Von einer Versteigerung, die in unserem Kreisgebiet durchgeführt wurde, will ich nachstehend berichten: Ein mittlerer landwirtschaftlicher Betrieb mit einer Größe von etwa 8 ha (= 32 Morgen), bestehend aus Wiesen, Feldern und einer Waldparzelle, jedoch ohne Hofstelle, stand zur öffentlichen Versteigerung an. Termin, Versteigerungslokal und Versteiglasser1 waren rechtzeitig mit Ortsaushang und in der Tagespresse bekannt gemacht worden. Der Notar hatte das Grundbuch eingesehen und entsprechende Auszüge vorbereitet, der Besitz war lastenfrei. Die Sparkasse war bereit, die Zession2 zu übernehmen. Der Ausrufer (Ausklöp-per)3 hatte sich mit den Einzelheiten wie, Lage der Grundstücke, Größe, Zufahrtswege und Beschaffenheit der Parzellen vertraut gemacht. Auch war er mit einer ausreichenden Menge an „Bietungs-Zigarren“ ausgestattet.

Das Versteigerungslokal war der Tanzsaal der Dorfschänke und dieser Saal war bei Versteigerungsbeginn bis auf den letzten Platz besetzt. Aber nicht nur Männer, sondern auch die Frauen des Dorfes ließen sich dieses Ereignis nicht entgehen. Der Wirt kam mit dem Bierzapfen kaum nach und die allgemeine Stimmung war bestens. Der Notar eröffnete das Versteigerungsverfahren und gab die allgemeinen Bedingungen bekannt. Hierbei wies er ausdrücklich daraufhin, dass mit dem jeweiligen Einzelzuschlag und Unterschrift der Vertrag rechtswirksam sei. Die Sparkasse erläuterte dann die mit dem Versteiglasser ausgehandelten Einzelheiten. Zum jeweiligen Einzelgebot kommen noch 12 % Aufgeld (Agio) hinzu. Aus diesem Aufgeld werden alle Kosten wie Grunderwerbsteuer, Gebühren Sparkasse, Notar, Amtsgericht, Ausrufer, Bietungszigarren und Veröffentlichungen bezahlt.

Die Sparkasse erläuterte dann noch den Zinssatz und die Rückzahlungsmodalitäten für das jeweilige Darlehen.

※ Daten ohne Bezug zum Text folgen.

PR #681, opened 2016-10-09
Enforce more eslint rules

xPaw:
More consistent style, and avoid potential bugs.


astorije:
Builds for this PR should pass after #684 is merged. I'll rebase this PR accordingly.

.eslintrc.yml
```diff
@@ -11,27 +11,34 @@ parserOptions:
...
+  handle-callback-err: 2
   indent: [2, tab]
   key-spacing: [2, {beforeColon: false, afterColon: true}]
   keyword-spacing: [2, {before: true, after: true}]
   linebreak-style: [2, unix]
   no-console: 0
   no-control-regex: 0
-  no-inner-declarations: 2
-  no-invalid-regexp: 2
-  no-irregular-whitespace: 2
```
astorije: Why removing these 3? It looks to me like we do want to keep checking on them, no?

.eslintrc.yml
```diff
@@ -11,27 +11,34 @@ parserOptions:
...
+  no-else-return: 2
+  no-implicit-globals: 2
+  no-multi-spaces: 2
+  no-shadow: 2
+  no-template-curly-in-string: 2
   no-trailing-spaces: 2
-  no-unexpected-multiline: 2
```
astorije: We might also want to keep this. From http://eslint.org/docs/rules/no-unexpected-multiline:

> Note that the patterns considered problems are not flagged by the semi rule.

.eslintrc.yml
```diff
@@ -11,27 +11,34 @@ parserOptions:
...
-  no-unreachable: 2
```
astorije: Was that removed on purpose? Why?

client/js/lounge.js
```diff
@@ -494,73 +495,75 @@ $(function() {
 		userStyles: userStyles.text(),
 	}, JSON.parse(window.localStorage.getItem("settings")));
 
-	for (var i in options) {
-		if (i === "userStyles") {
-			if (!/[\?&]nocss/.test(window.location.search)) {
-				$(document.head).find("#user-specified-css").html(options[i]);
+	(function SettingsScope() {
```
astorije: `Settings` with an upper case on purpose? Also, why wrapping these 70 lines?

scripts/build-fontawesome.js
```diff
@@ -9,13 +9,13 @@ var fonts = [
 	"fontawesome-webfont.woff2"
 ];
 
-fs.ensureDir(destDir, function (err) {
-	if (err) {
-		console.error(err);
+fs.ensureDir(destDir, function(dirErr) {
+	if (dirErr) {
+		console.error(dirErr);
```
astorije: Why that change?

scripts/build-fontawesome.js
```diff
@@ -9,13 +9,13 @@ var fonts = [
...
 	}
 
-	fonts.forEach(function (font) {
-		fs.copy(srcDir + font, destDir + font, function (err) {
+	fonts.forEach(function(font) {
+		fs.copy(srcDir + font, destDir + font, function(err) {
```
astorije: Urgh, I know this is to be consistent with the rest of our code, but this is painful to look at 😅. Sorry I missed this.
Also, I believe I should have used `=>` functions there instead...

src/client.js
```diff
@@ -278,6 +278,10 @@ Client.prototype.updateToken = function(callback) {
 	var client = this;
 
 	crypto.randomBytes(48, function(err, buf) {
+		if (err) {
+			throw err;
+		}
```
astorije: Any unexpected consequences with this?

.eslintrc.yml
xPaw: Theyre defaults in the recommended rules.

client/js/lounge.js
xPaw: I wrapped them to reduce the scope (especially the I variable which was being shadowed in other functions)

src/client.js
xPaw: It *should* crash.

scripts/build-fontawesome.js
xPaw: Shadows same var name.

.eslintrc.yml
astorije: Argh, I forgot to check that...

Allgemein üblich war: Aufgeld zahlbar am kommenden 15. November, Steigpreis in vier gleichen Jahresraten jeweils am 15. November ab dem folgenden Jahr. Nach Festlegung des Mindestgebotes (meist DM 10,00) wurde nun vom Ausbieter die erste Parzelle unter Angabe der Parzellen-Nummer, Flurbezeichnung, Größe, Benutzungsart und Nebenlie-ger angeboten. Dieser Ausbieter, er stammte aus dem südlichen Kreisgebiet, war ein Genie, ein Könner seines Fachs. Mancher Marktschreier wäre vor Neid erblasst. Für ein gutes Gebot gab es eine Zigarre. Mancher, der nur zum Anheizen des Preises ein Gebot abgegeben hatte, ging später mit einer Menge Zigarren nach Haus ohne überhaupt eine Parzelle angesteigert zu haben. Der Ausbieter hatte ein Repertoire an markigen Sprüchen, die allein schon zum Mitbieten animierten. Hier eine kleine Auswahl im Eifeler Dialekt:

He Pitter, don de Mond ob und bieet, do hem häste jo nix zu son.
Hür es Kätt, heei hä-ste en Zigarr, do kannste Klos jot fürqualmen.
Jusep, wenn dau noch honnert Mark bieets, kreste de Rest Zigarren os der Kest.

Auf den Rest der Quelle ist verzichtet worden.